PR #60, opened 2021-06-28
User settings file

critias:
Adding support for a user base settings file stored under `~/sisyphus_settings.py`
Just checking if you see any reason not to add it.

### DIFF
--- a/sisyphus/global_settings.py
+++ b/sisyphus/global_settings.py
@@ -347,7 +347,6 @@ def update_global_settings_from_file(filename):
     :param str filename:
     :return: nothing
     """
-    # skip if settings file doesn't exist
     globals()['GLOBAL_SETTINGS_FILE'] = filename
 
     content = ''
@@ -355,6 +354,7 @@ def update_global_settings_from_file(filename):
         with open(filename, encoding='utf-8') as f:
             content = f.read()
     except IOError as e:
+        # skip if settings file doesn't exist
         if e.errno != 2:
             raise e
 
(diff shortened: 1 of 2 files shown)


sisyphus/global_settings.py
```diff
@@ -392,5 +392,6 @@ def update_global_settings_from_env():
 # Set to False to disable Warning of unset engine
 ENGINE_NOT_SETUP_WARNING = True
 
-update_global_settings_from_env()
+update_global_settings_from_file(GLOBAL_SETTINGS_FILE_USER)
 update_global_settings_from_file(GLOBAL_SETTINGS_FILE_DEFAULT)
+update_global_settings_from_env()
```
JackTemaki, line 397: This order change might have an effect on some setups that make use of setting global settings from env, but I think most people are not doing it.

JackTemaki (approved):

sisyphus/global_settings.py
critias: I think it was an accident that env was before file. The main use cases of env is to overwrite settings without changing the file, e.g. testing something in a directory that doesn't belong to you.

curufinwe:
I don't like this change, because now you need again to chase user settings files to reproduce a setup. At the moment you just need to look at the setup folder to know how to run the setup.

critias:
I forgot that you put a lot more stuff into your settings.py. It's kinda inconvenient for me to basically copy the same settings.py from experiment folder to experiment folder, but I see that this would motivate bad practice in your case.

------------------------------

#### YOUR GOAL:
Restate the material word for word.

#### REPLY TO THE EXERCISE:
PR #60, opened 2021-06-28
User settings file

critias:
Adding support for a user base settings file stored under `~/sisyphus_settings.py`
Just checking if you see any reason not to add it.

### DIFF
--- a/sisyphus/global_settings.py
+++ b/sisyphus/global_settings.py
@@ -347,7 +347,6 @@ def update_global_settings_from_file(filename):
     :param str filename:
     :return: nothing
     """
-    # skip if settings file doesn't exist
     globals()['GLOBAL_SETTINGS_FILE'] = filename
 
     content = ''
@@ -355,6 +354,7 @@ def update_global_settings_from_file(filename):
         with open(filename, encoding='utf-8') as f:
             content = f.read()
     except IOError as e:
+        # skip if settings file doesn't exist
         if e.errno != 2:
             raise e
 
(diff shortened: 1 of 2 files shown)


sisyphus/global_settings.py
```diff
@@ -392,5 +392,6 @@ def update_global_settings_from_env():
 # Set to False to disable Warning of unset engine
 ENGINE_NOT_SETUP_WARNING = True
 
-update_global_settings_from_env()
+update_global_settings_from_file(GLOBAL_SETTINGS_FILE_USER)
 update_global_settings_from_file(GLOBAL_SETTINGS_FILE_DEFAULT)
+update_global_settings_from_env()
```
JackTemaki, line 397: This order change might have an effect on some setups that make use of setting global settings from env, but I think most people are not doing it.

JackTemaki (approved):

sisyphus/global_settings.py
critias: I think it was an accident that env was before file. The main use cases of env is to overwrite settings without changing the file, e.g. testing something in a directory that doesn't belong to you.

curufinwe:
I don't like this change, because now you need again to chase user settings files to reproduce a setup. At the moment you just need to look at the setup folder to know how to run the setup.

critias:
I forgot that you put a lot more stuff into your settings.py. It's kinda inconvenient for me to basically copy the same settings.py from experiment folder to experiment folder, but I see that this would motivate bad practice in your case.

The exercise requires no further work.